-- Task --
With nothing added or left out, output the listing that follows.

-- Recorded information --
Segment Open
PR #344, opened 2024-08-28
Introduce LambdaRuntimeClientProtocol

aryan-25:
### Motivation:

To start implementing the v2 API (#339), we first want to introduce the `LambdaRuntimeClientProtocol`. Objects conforming to this protocol can then be used with `LambdaRuntime`.

### Modifications:

- Introduced `LambdaRuntimeClientProtocol` and the associated `LambdaResponseStreamWriter` protocol.
- Renamed the existing `Invocation` struct to `InvocationMetadata` since it does not contain the actual invocation event data itself.
- Added an `Invocation` struct which contains `InvocationMetadata` and `ByteBuffer`.
 
### Result:

`LambdaRuntime` can be tested more easily through a mock client conforming to `LambdaRuntimeClientProtocol`.

### DIFF
--- a/Sources/AWSLambdaRuntimeCore/LambdaRuntimeClientProtocol.swift
+++ b/Sources/AWSLambdaRuntimeCore/LambdaRuntimeClientProtocol.swift
@@ -1,0 +1,33 @@
+//===----------------------------------------------------------------------===//
+//
+// This source file is part of the SwiftAWSLambdaRuntime open source project
+//
+// Copyright (c) 2024 Apple Inc. and the SwiftAWSLambdaRuntime project authors
+// Licensed under Apache License v2.0
+//
+// See LICENSE.txt for license information
+// See CONTRIBUTORS.txt for the list of SwiftAWSLambdaRuntime project authors
+//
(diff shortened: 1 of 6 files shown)


Sources/AWSLambdaRuntimeCore/LambdaRuntimeClientProtocol.swift
```diff
@@ -0,0 +1,33 @@
...
+
+package protocol LambdaRuntimeClientProtocol {
+    associatedtype Writer: LambdaResponseStreamWriter
+
+    func nextInvocation() async throws -> (Invocation, Writer)
+}
+
+package struct Invocation {
+    package let metadata: InvocationMetadata
+    package let event: ByteBuffer
```
fabianfett, line 32:
```suggestion
    package var metadata: InvocationMetadata
    package var event: ByteBuffer
```

fabianfett: please also add a `package` initializer here.

fabianfett (approved):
Segment Closed
-- Reply --
PR #344, opened 2024-08-28
Introduce LambdaRuntimeClientProtocol

aryan-25:
### Motivation:

To start implementing the v2 API (#339), we first want to introduce the `LambdaRuntimeClientProtocol`. Objects conforming to this protocol can then be used with `LambdaRuntime`.

### Modifications:

- Introduced `LambdaRuntimeClientProtocol` and the associated `LambdaResponseStreamWriter` protocol.
- Renamed the existing `Invocation` struct to `InvocationMetadata` since it does not contain the actual invocation event data itself.
- Added an `Invocation` struct which contains `InvocationMetadata` and `ByteBuffer`.
 
### Result:

`LambdaRuntime` can be tested more easily through a mock client conforming to `LambdaRuntimeClientProtocol`.

### DIFF
--- a/Sources/AWSLambdaRuntimeCore/LambdaRuntimeClientProtocol.swift
+++ b/Sources/AWSLambdaRuntimeCore/LambdaRuntimeClientProtocol.swift
@@ -1,0 +1,33 @@
+//===----------------------------------------------------------------------===//
+//
+// This source file is part of the SwiftAWSLambdaRuntime open source project
+//
+// Copyright (c) 2024 Apple Inc. and the SwiftAWSLambdaRuntime project authors
+// Licensed under Apache License v2.0
+//
+// See LICENSE.txt for license information
+// See CONTRIBUTORS.txt for the list of SwiftAWSLambdaRuntime project authors
+//
(diff shortened: 1 of 6 files shown)


Sources/AWSLambdaRuntimeCore/LambdaRuntimeClientProtocol.swift
```diff
@@ -0,0 +1,33 @@
...
+
+package protocol LambdaRuntimeClientProtocol {
+    associatedtype Writer: LambdaResponseStreamWriter
+
+    func nextInvocation() async throws -> (Invocation, Writer)
+}
+
+package struct Invocation {
+    package let metadata: InvocationMetadata
+    package let event: ByteBuffer
```
fabianfett, line 32:
```suggestion
    package var metadata: InvocationMetadata
    package var event: ByteBuffer
```

fabianfett: please also add a `package` initializer here.

fabianfett (approved):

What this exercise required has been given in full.